Better the Devil You Know ((O'Halloran/Curtis))

“Deck 19,” Anna requested after stepping into the turbolift, barely noticing as the doors slid shut and it started moving. The last few days had been intense, both work-wise and emotionally. The time rifts had posed challenges that had not been easy to manage and had exacted a terrible toll on the Ithaca, both on her crew and the ship itself. The ship had been destroyed rather than risk sealing it into the rift and leaving it there, though its condition had precluded ever being used in service again, and her crew... It was difficult for her to understand how they’d even survived what they’d been through.

 

Stepping off the turbolift, she made a sharp right and followed the curve in the corridor until it brought her to the office of Caroline Curtis. She needed to find out about the prognosis for the Ithaca crew before the day got any older. With the rifts now sealed the health/security of the beings that resided within was secured as was this area of space.
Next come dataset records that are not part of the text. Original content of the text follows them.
PR #3472, opened 2022-06-01
[PIPE-279/280] Load Table to Delta Tests

dpb-bah:
**Description:**
Adding an integration test for loading data from the postgres database to delta spark tables.

**Technical details:**
* Includes a conftest addition that updates and resets the `POSTGRES_DSN` for test databases
* Updated `load_table_to_delta` to use the `get_jdbc_url()` command
* Updated `generate_test_db_connection_string` -> `get_database_dsn_string` throughout the code.
* Updated FABS SQL scripts `indirect_federal_sharing` portion to specify a precision that works with Spark's schema.
* Updated `TABLE_SPEC` with `model` fields for use among the tests.

2. API documentation updated
    - [ ] Backend
    - Frontend <OPTIONAL>
    - Operations <OPTIONAL>
    - Domain Expert <OPTIONAL>
8. [x] Jira Ticket [PIPE-279](https://federal-spending-transparency.atlassian.net/browse/PIPE-279) [PIPE-280](https://federal-spending-transparency.atlassian.net/browse/PIPE-280):

```
```


dpb-bah:
Added note: `Update dummy data to use factories with fuzzy data instead of blank values for a more accurate comparison`. This is something we see on the Broker that I feel should be imported to the USAS code but I feel is out of scope with this ticket.

usaspending_api/etl/tests/integration/test_load_table_to_delta.py
```diff
@@ -0,0 +1,87 @@
...
+
+def equal_datasets(ds1, ds2):
+    """Helper function to compare the two datasets. Note the column types of ds1 will be used to cast columns in ds2."""
+    datasets_match = True
+    for i, ds1_row in enumerate(ds1):
+        for k, val_1 in ds1_row.items():
+            val_1_type = type(val_1)
+            val_2 = ds2[i][k]
+            if not isinstance(val_1, type(None)) and not isinstance(val_1, type(val_2)):
+                val_2 = val_1_type(val_2)
```
collinwr, line 23: Why perform a cast here? Don't we want to catch types that don't match?

usaspending_api/etl/tests/integration/test_load_table_to_delta.py
```diff
@@ -0,0 +1,87 @@
...
+def _verify_delta_table_loaded(spark: SparkSession, delta_table_name: str, s3_bucket: str):
+    """Generic function that uses the create_delta_table command to create the given table and assert it was created
+    as expected
+    """
+    # make the table and load it
+    call_command("create_delta_table", f"--destination-table={delta_table_name}", f"--spark-s3-bucket={s3_bucket}")
+    call_command("load_table_to_delta", f"--destination-table={delta_table_name}")
+
+    # get the postgres data to compare
+    model = TABLE_SPEC[delta_table_name]["model"]
```
collinwr, line 41: Nice use of adding `model` to the `TABLE_SPEC` here

collinwr: If this is to combat casting that is done during the ETL. Would it make sense to use the `custom_schema` property from the `TABLE_SPEC` to target specific casts.

usaspending_api/conftest.py
```diff
@@ -123,6 +123,15 @@ def django_db_setup(
             ensure_business_categories_functions_exist()
             call_command("load_broker_static_data")
 
+            # temporarily updating the environment so commands in tests will point to the test database
+            old_environ = os.environ.copy()
+            os.environ["DATABASE_URL"] = generate_test_db_connection_string()
+
+    def reset_environ():
```
kwhickey, line 130: Maybe add clarifying comments that this is called by the finalizer below, and use of a finalizer is basically like auto-baking in a "tear-down" behavior to every test (if that is true).

usaspending_api/etl/tests/integration/test_load_table_to_delta.py
```diff
@@ -0,0 +1,87 @@
...
+    partition_col = TABLE_SPEC[delta_table_name]["partition_column"]
+    dummy_data = list(model.objects.order_by(partition_col).all().values())
+
+    # get the spark data to compare
+    received_data = spark.sql(f"select * from {delta_table_name} order by {partition_col}")
```
kwhickey, line 46: Are they always going to have a partition_col? Maybe have a guard here that only adds the order by of that col if it exists. Can it fall back to numeric (does `order by 1` work?) in the case where partition col does not exist?

usaspending_api/etl/management/commands/create_delta_table.py
```diff
@@ -31,43 +34,48 @@
         "custom_schema": "",
     },
     "recipient_lookup": {
-        "schema_sql_string": recipient_lookup_sql_string,
+        "model": RecipientLookup,
         "source_table": "recipient_lookup",
         "destination_database": "raw",
         "partition_column": "id",
         "partition_column_type": "numeric",
+        "schema_sql_string": recipient_lookup_sql_string,
```
kwhickey, line 42: It may be too much of a refactor for this scope, but do you and @collinwr also think that the term `schema_sql_string` can be misleading? Should it be more explicit like `table_create_sql` or something along those lines. "Schema" is getting overloaded to mean a lot of things currently in this context.

usaspending_api/conftest.py
```diff
@@ -123,6 +123,15 @@ def django_db_setup(
             ensure_business_categories_functions_exist()
             call_command("load_broker_static_data")
 
+            # temporarily updating the environment so commands in tests will point to the test database
+            old_environ = os.environ.copy()
+            os.environ["DATABASE_URL"] = generate_test_db_connection_string()
```
kwhickey, line 128: I think maybe we should be more precise here, and only store the single values we changed, and then only restore those single values. While the env _probably shouldn't_ be changing permanently during the course of a test run ... who knows. 

So could this be a dict that captures any environ value we change, and then in the finalizer, the dict's values are reset into the os.environ?

kwhickey (changes requested):
Good and concise accomplishment of the tests. Some suggestions inline for things we can do to minimize code changes, increase safety, and amplify comments.

usaspending_api/etl/tests/integration/test_load_table_to_delta.py
kwhickey: Yeah we need to think about what scenarios may cause a failure. Maybe there are a handful of types we treat as "synonymous" and tolerate casting, but others we don't? ... e.g. numeric and decimal ... but not decimal and int for instance?

kwhickey (changes requested):
Just a few more on the data comparer

usaspending_api/etl/tests/integration/test_load_table_to_delta.py
dpb-bah: No the `model` is for database querying for testing.
`dummy_data = list(model.objects.order_by(partition_col).all().values())` 
and can be used to also retreive the meta table name if we wanted to remove the `source_table` attribute.

usaspending_api/common/helpers/generic_helper.py
```diff
@@ -310,7 +310,7 @@ def get_account_data_time_period_message():
 
 def generate_test_db_connection_string():
     db = connection.cursor().db.settings_dict
-    return "postgres://{}:{}@{}:5432/{}".format(db["USER"], db["PASSWORD"], db["HOST"], db["NAME"])
+    return "postgres://{}:{}@{}:{}/{}".format(db["USER"], db["PASSWORD"], db["HOST"], db["PORT"], db["NAME"])
```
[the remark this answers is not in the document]
dpb-bah: Yeah I just found this trying to not remake the wheel. I can refactor to use that instead throughout the code.

usaspending_api/etl/tests/integration/test_load_table_to_delta.py
collinwr: What type of mismatches are you seeing here? 
If these mismatches are caused by the casting in the ETL done by `custom_schema`, would it make sense to use the `custom_schema` property from the `TABLE_SPEC` to target specific casts?

usaspending_api/etl/tests/integration/test_load_table_to_delta.py
dpb-bah: I'd be worried if a table doesn't have a `partition_column` or a `pk`. I can make these changes and account for that regardless though.

usaspending_api/etl/management/commands/create_delta_table.py
dpb-bah: I generally agree, as that's the primary purpose of it and the schema is more laid out in the model/db. @collinwr mind if I change it to `table_create_sql`?

usaspending_api/conftest.py
```diff
@@ -123,12 +124,21 @@ def django_db_setup(
...
 
-            # temporarily updating the environment so commands in tests will point to the test database
-            old_environ = os.environ.copy()
-            os.environ["DATABASE_URL"] = generate_test_db_connection_string()
+            # The Django function "call_command", which runs a separate process of a django management command, will
+            # use the same settings as calling it normally via commandline. This is fine except when calling it in a
+            # Django test that usually involves the creation/teardown of a test database, and the new management command
+            # will work off the normal database (not the newly created test database). This resolves the issue by
+            # temporarily mocking the DATABASE_URL environment value (in python storage, not actually modifying your
+            # local environment) which will then allow the new python process to accurately point to the test database.
```
kwhickey, line 132: Are you sure this is the case? I recently looked into this and the `call_command`, called from code, _simulates_ a CLI-call, but actually doesn't start a new process (or at least it didn't look like it did). If it where an actual call to `manage.py cmd_name`, yes that does start a new process. 

If that's the case, it may actually recycle the already parsed settings module, which in this case, would include any substitutions for settings that pytest-django has already done.

kwhickey (changes requested):
A couple more questions that we can discuss offline/verbally

usaspending_api/etl/management/commands/load_table_to_delta.py
```diff
@@ -75,14 +73,13 @@ def handle(self, *args, **options):
...
-        jdbc_url = get_jdbc_url_from_pg_uri(jdbc_url)
+        jdbc_url = get_jdbc_url()
         if not jdbc_url:
-            raise RuntimeError(f"Looking for JDBC URL passed to env var '{JDBC_URL_KEY}', but not set.")
+            raise RuntimeError(f"Could'nt find JDBC url, please properly configure your CONFIG.")
         if not jdbc_url.startswith("jdbc:postgresql://"):
             raise ValueError("JDBC URL given is not in postgres JDBC URL format (e.g. jdbc:postgresql://...")
 
-        if partition_column_type == "numeric":
+        if partition_column_type in ("numeric", "long"):
```
sethstoudenmier, line 82: @collinwr is correcting the types that caused the need for this in his PR #3478. I incorrectly used `long` originally instead of `numeric` not realizing that this isn't talking about the actual type. Should be able to remove this change following that PR's merge into QAT.

kwhickey (approved):
All changes look good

No other ship would become ensnared as the Ithaca had. Anna pressed the chime, hoping she wasn’t interrupting; they were well into beta shift now.

 

It took a moment for the sound of the chime to penetrate Caroline’s consciousness; she’d been sitting with her head on one hand in that half-place between dozing and waking for several minutes now. It had been a long day for the medical sciences, as every member of the rescued Ithaca crew had had to be physically examined and emotionally comforted as they adjusted to their new situation. Caroline had taken care to make at least fleeting contact with every one of the hundred and nineteen rescued officers, something which took not inconsiderable time and energy, and the idea of a nap without bothering to make her way back to her quarters was becoming increasingly appealing.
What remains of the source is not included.